[Collected data]
PR #39, opened 2015-03-10
Changing top level dynamic segments while preserving others

kellyselden:
[RFC](https://github.com/kellyselden/rfcs/blob/transition-to-any-dynamic-segment/active/0000-transition-to-any-dynamic-segment.md)

### DIFF
--- a/active/0000-transition-to-any-dynamic-segment.md
+++ b/active/0000-transition-to-any-dynamic-segment.md
@@ -1,0 +1,67 @@
+- Start Date: 2015-03-09
+- RFC PR: (leave this empty)
+- Ember Issue: (leave this empty)
+
+# Summary
+
+Provide a way to change top level dynamic segments without supplying deeper nested dynamic segments.
+
+# Motivation
+
+For something like a locale in the URL that sits at the top level (`/:locale/products/:product_id/items/:item_id`), there is no easy way to swap it out while preserving the rest of the URL. Here is a [stack overflow question](http://stackoverflow.com/questions/27710301/ember-js-swap-out-a-nested-resource-from-any-route) and an [open issue](https://github.com/emberjs/ember.js/issues/10094).
+
+# Detailed design
+
+This is implemented in an [addon](https://github.com/kellyselden/ember-cli-transition-to-dynamic/). The API there is `this.transitionToDynamic(currentRouteName, { routeWithSegment: { segment: newValue } });`, or `this.transitionToDynamic('item', { product: { id: 1 } });` for the route `/products/:id/items/:id`. This implementation does not cover all cases of `transitionTo`.
+
+Possible API:
+
+```js
+this.transitionTo(currentRouteName, {
+  segments: {
+    routeName: {
+      segmentName: newSegment
+    }
+  }
+});
+```
+
+For `/:locale/products/:product_id/items/:item_id` it could be:
+
+```js
+this.transitionTo(currentRouteName, {
+  segments: {
+    home: {
+      locale: 'en-gb'
+    }
+  }
+});
+```
+
+For `/products/:id/items/:id` it could be:
+
+```js
+this.transitionTo('item', {
+  segments: {
+    product: {
+      id: 2
+    }
+  }
+});
+```
+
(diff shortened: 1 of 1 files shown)


davewasmer:
Would changing a top level dynamic segment cause all the child routes to refire their model hooks, as if you had directly transitioned to that leaf route?

kellyselden:
I'm not sure. Perhaps if possible not refire the model hooks of unchanged segments. I'm not familiar with the complexities of the router.

active/0000-transition-to-any-dynamic-segment.md
```diff
@@ -0,0 +1,67 @@
...
+      segmentName: newSegment
+    }
+  }
+});
+```
+
+For `/:locale/products/:product_id/items/:item_id` it could be:
+
+```js
+this.transitionTo(currentRouteName, {
```
jamesarosen: This line should probably be something like `this.transitionTo('locale.product.item', {`, right?

kellyselden: You are right. Although I would assume a resource reset after locale. How about `this.transitionTo('product.item', {`?

kellyselden: Hmm. I think i was thinking that this was a nav component action that would be handled by the locale or application route. So in that case, `currentRouteName` was assumed to be always calculated.

The following example `this.transitionTo('item', {` was "I want to look at this same item in a different product's context", so the route would be static.

ef4:
This was reviewed by the core team today.

When the child routes are data-dependent on the parent route, this new option creates a footgun. It is incorrect to try to swap the parent route's value without rerunning all the children.

When the child routes are *not* data-dependent on the parent route, we consider it a bug that any expensive rerendering is done, and we think Glimmer plus the ongoing routable component work should address those bugs.

We agree that there is still a need for a public API that makes it easier to transition to the existing URL with only one segment changed, and would welcome suggestions for that API. Most likely it should go on the routing service.

SaladFork:
> We agree that there is still a need for a public API that makes it easier to transition to the existing URL with only one segment changed, and would welcome suggestions for that API. Most likely it should go on the routing service.

@ef4: A suggestion for something to this effect:

Today through the private API [`Ember.Route#paramsFor`](http://emberjs.com/api/classes/Ember.Route.html#method_paramsFor) a route can get at the parameters of any route (including itself). What if this or a similar mechanism could be used for changing a parameter?

One idea for implementation: the current `paramsFor` returns a POJO whose keys are dynamic segment names merged with query parameter names. What if instead of returning a POJO, an `Ember.Object` was returned instead to facilitate data binding / observation.

Example usage:
```javascript
this.paramsFor('locale').set('locale', 'en-gb');
this.paramsFor('products').set('product_id', 2);
```

This approach averts the concern @igorT raised in [the issue](https://github.com/emberjs/ember.js/issues/10094#issuecomment-68450066) by requiring the route name be specified in addition to the segment/parameter name.

Drawbacks:
* Not obvious from seeing a `.set` that it will result in a transition.
* Potentially no longer being able to assume you can read values off the returned value (which was a POJO, now `Ember.Object`) without using `Ember.get`.

dschmidt:
Can't `Route.serialize()` be used for swapping out parameters? It could be called after the model resolved or `Route.reserialize()` could be manually triggered similar to how `recompute()` works in the new Helper API.

That's a very natural approach to correcting typos in urls - e.g. wrong casing of usernames - this would even work automatically.
It would also be very easy to swap out parameters on every level with this - it just needs an action that changes a property on a model on the right level and then calls `reserialize()` (or an observer that does it automatically when the property changes). 

The downside is that you can't generate a proper link to a different locale, just "something" that triggers an action...

wagenet:
Given the seven(!) years of inactivity on this issue I think it's fair to close it. The last relevant state was the core teams conclusion:

> We agree that there is still a need for a public API that makes it easier to transition to the existing URL with only one segment changed, and would welcome suggestions for that API. Most likely it should go on the routing service.

If someone wants to make an RFC for this specific part then I believe that would still be welcome.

* [Work to complete] Among the entries above, which lines include "preserving"? List them all.

* [Output]
Changing top level dynamic segments while preserving others
+For something like a locale in the URL that sits at the top level (`/:locale/products/:product_id/items/:item_id`), there is no easy way to swap it out while preserving the rest of the URL. Here is a [stack overflow question](http://stackoverflow.com/questions/27710301/ember-js-swap-out-a-nested-resource-from-any-route) and an [open issue](https://github.com/emberjs/ember.js/issues/10094).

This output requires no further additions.